- Donald Trump and Xi Jinping seem increasingly entrenched in their positions, 12 months into their bitter trade war
- Experts describe a ‘chaotic’ year, where widespread use of tariffs has opened a Pandora’s box on what was previously out of bounds in global trade
A year after the beginning of the tit-for-tat tariff war that has upended the global trading system, few trade experts see the US-China relationship improving any time soon.
Instead, companies are being advised to dig in for the long haul, with the way ahead packed with volatility, hot-tempered tweets and tariffs galore. Rather than progressing towards a deal, and despite reaching a tentative truce at the G20 summit in Osaka last week, the United States and China seem are as entrenched in their positions as ever.
Beijing is insisting that as a prerequisite to a deal, the US remove existing tariffs on US$250 billion worth of Chinese goods. At the same time, it is difficult to see what China can do to placate a seeming unappeasable White House, short of tearing up its entire economic model – an outcome that few think is likely.

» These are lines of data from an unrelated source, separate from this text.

PR #146, opened 2023-02-27
Another attrs.define fix

kmike:
The idea of the fix: apparently, `__init_subclass__` is called multiple times (once per base class?), but in the incorrect invocations class arguments are not passed. So, we just skip those - do nothing if a default is not set.

I prefer it to the name mangling because there can be multiple classes with the same `cls.__name__`, which means we'd need to switch to something like get_fq_class_name, which makes the implementation more complex.

Checked it using the following code:

```py
from web_poet import Injectable
import attrs


NOT_SET = object()

class BasePage(Injectable):
    _skip_nonitem_fields = NOT_SET
    
    def __init_subclass__(cls, skip_nonitem_fields = NOT_SET, **kwargs):        
        super().__init_subclass__(**kwargs)
        print(cls, kwargs)
        
        if skip_nonitem_fields is not NOT_SET:            
            print(getattr(cls, "skip_nonitem_fields", "NOT_SET"))
            cls._skip_nonitem_fields = skip_nonitem_fields
            print(cls._skip_nonitem_fields)
        print("-"*48)
        print()
        
        
@attrs.define
class MyPage(BasePage, skip_nonitem_fields=True):
    pass


@attrs.define
class MyPage2(MyPage, skip_nonitem_fields=66):
    pass


@attrs.define
class MyPage3(BasePage):
    pass


@attrs.define
class MyPage4(MyPage2):
    pass


@attrs.define
class MyPage5(MyPage2, skip_nonitem_fields=55):
    pass
        
```

### DIFF
--- a/web_poet/pages.py
+++ b/web_poet/pages.py
@@ -62,7 +62,7 @@ class ItemPage(Injectable, Returns[ItemT]):
 
     def _get_skip_nonitem_fields(self) -> bool:
         value = self._skip_nonitem_fields
-        return False if value is _NOT_SET else value
+        return False if value is _NOT_SET else bool(value)
 
     def __init_subclass__(cls, skip_nonitem_fields=_NOT_SET, **kwargs):
         super().__init_subclass__(**kwargs)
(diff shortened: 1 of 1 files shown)


BurnzZ (approved):
I agree, this is a much better solution! :tada: Thanks @kmike !

Gallaecio (approved):

PR #147, opened 2023-03-06
add .readthedocs.yml config

BurnzZ:
Solves the issue of ReadTheDocs errors since it uses `async-lru==2.0.3` instead of `1.0.3` which is intended for Python 3.7 ([reference](https://readthedocs.org/projects/web-poet/builds/19661597/)).

The issue stems from not pinning the Python version in the `docs` toxenv which uses arbitrary Python version in ReadTheDocs.

This PR also adjusts GitHub actions as well.

### DIFF
--- a/.github/workflows/tests-ubuntu.yml
+++ b/.github/workflows/tests-ubuntu.yml
@@ -48,7 +48,7 @@ jobs:
     strategy:
       fail-fast: false
       matrix:
-        python-version: ['3.10']
+        python-version: ['3.11']
         tox-job: ["mypy", "docs", "linters", "types"]
 
     steps:
--- a/.readthedocs.yml
+++ b/.readthedocs.yml
@@ -7,7 +7,7 @@ sphinx:
 build:
   os: ubuntu-22.10
   tools:
-    python: "3.7"  # Keep in sync with .github/workflows/tests-ubuntu.yml
+    python: "3.11"  # Keep in sync with .github/workflows/tests-ubuntu.yml
 
 python:
   install:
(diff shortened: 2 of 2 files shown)


.github/workflows/tests-ubuntu.yml
```diff
@@ -48,8 +47,30 @@ jobs:
...
+      run: |
+        tox -e ${{ matrix.tox-job }}
+
+  docs:
+    runs-on: ubuntu-latest
+    strategy:
+      fail-fast: false
+      matrix:
+        python-version: ["3.7"]
+        tox-job: ["docs"]
```
BurnzZ, line 73: Not the cleanest solution as there's currently no way for GitHub actions to reuse steps ([reference](https://stackoverflow.com/a/61488170)). If there is, we can make it much shorter.

kmike:
Hey! Given that we'd probably be dropping Python 3.7 at some point, I wonder if it'd be better to use readthedocs.yml file instead, and use a more recent Python version to build docs (see https://docs.readthedocs.io/en/stable/config-file/v2.html#build-tools-python).

BurnzZ:
How does cfbcebe look?

.readthedocs.yml
```diff
@@ -0,0 +1,15 @@
+version: 2
+formats: all
+sphinx:
+  configuration: docs/conf.py
+  fail_on_warning: true
+
+build:
+  os: ubuntu-22.10
+  tools:
+    python: "3.7"  # use min version for async-lru==1.0.3
```
kmike, line 10: Why not use recent Python to build the docs?

BurnzZ: Updated in https://github.com/scrapinghub/web-poet/pull/147/commits/7ddf27624f43aab6a005a921878525ede1781a77

kmike:
Thanks @BurnzZ!

PR #149, opened 2023-03-06
turn off fail_on_warning

BurnzZ:
From https://github.com/scrapinghub/web-poet/pull/148#issuecomment-1455611228

Default value is `False`. https://docs.readthedocs.io/en/stable/config-file/v2.html#sphinx-fail-on-warning


kmike:
Thanks @BurnzZ! Docs are building now!

PR #150, opened 2023-03-09
Support for passing instance to the field processors

wRAR:


web_poet/fields.py
```diff
@@ -91,27 +88,41 @@ def __set_name__(self, owner, name):
             getattr(owner, _FIELDS_INFO_ATTRIBUTE_WRITE)[name] = field_info
 
         def __get__(self, instance, owner=None):
+            if self.unbound_method is None:
```
wRAR, line 91: This is partially copied from #145

tests/test_fields.py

“Right now, what I’m hearing is that China is keen to see what the United States is going to do about the designation of key Chinese companies on the Entity List, and then holding out on commitments to purchase American agricultural products until they get some positive activity on that front,” Cowley added, with the suggestion that even the low-hanging fruit of agricultural purchases are now not the quick win they were 12 months ago.
Trade experts, former government officials and businesses affected by the tariffs now seem resigned to further disruption. For Dong Tao, the vice-chairman of Credit Suisse Private Banking for the Greater China region, the last 12 months have been “just the first sentence of the first chapter” of what is a new superpower rivalry.
Experts inside China said that the unpredictability of US President Donald Trump has bamboozled the Chinese negotiating team and has been a major obstacle to a deal to end the trade war.
“There have been twists and turns on the trade war in the past year. Trump’s personality has contributed to this, but his style has also triggered the overall cautiousness in Washington towards China’s rise. At least in the short term, this status will not change,” said Yu Wanli, senior fellow at the Charhar Institute, a Beijing-based think tank.
“I spoke to my counterparts in Washington, too. They are very wary of China’s current development. China is no longer the China that they knew, they are trying to figure out how to deal with a new and emerging China. The trade war was not launched by Trump alone, he has got advisers behind him, and some of them are even more hawkish than Trump,” Yu added, implying that the Chinese side has found it difficult to get a read on the US position.
In some people’s minds, a lack of clarity over what the US hopes to achieve from talks has made China less inclined to make a deal. One former US official described Trump’s tendency to regularly change his mind as “volitional volatility”, whereby the White House is intentionally throwing spanners in the works, one after the other.
“It is still not clear what the US wants: is it market access, reform of intellectual property rights and forced technology transfer, improved ease of doing business in China or restructuring of the entire Chinese economy?” said Bryan Mercurio, professor of international economic law at the Chinese University of Hong Kong. “China has played that in a way as to not feel very urgent in ending this. [China is saying] so the US does not know what it wants, so why give in?’”
Arguably the primary legacies of the past year are the effects on supply chains and normalisation of a trade policy that was, a year ago, considered out of bounds. As well as the US-China skirmish, Washington has threatened a comprehensive tariff programme on the European Union, weaponised tariffs as a means of changing Mexican immigration policy and also slapped tariffs on erstwhile rivals Japan and South Korea.
This week, the prospect of a Japan-South Korea trade war arose, when Japan placed export limits on hi-tech materials in a row over forced labour during the World War II. Korea has threatened to retaliate, showing how far the needle has moved on the use of trade remedies in geopolitical disputes this year.
“The US really opened Pandora’s box by using trade tariffs as a weapon to achieve the other goals, that is really a worry. And you can see that Japan and other countries might have learned from the US in trying to adopt the same sort of modus operandi, and that is really toxic for the world trading system,” said Henry Gao, professor of trade law at Singapore Management University.
But one thing that is clear from a long series of conversations on the anniversary of the first US Section 301 tariffs on July 6 last year: the element of surprise has completely disappeared, businesses now expect the worst and are planning for every threat Trump makes.
“I think the penny dropped and it dropped with almost resounding silence in May [this year] when the United States announced that they were increasing the tariffs rate on the last round of the goods that they implemented last year from 10 per cent to 25 per cent,” said Cowley at Baker McKenzie.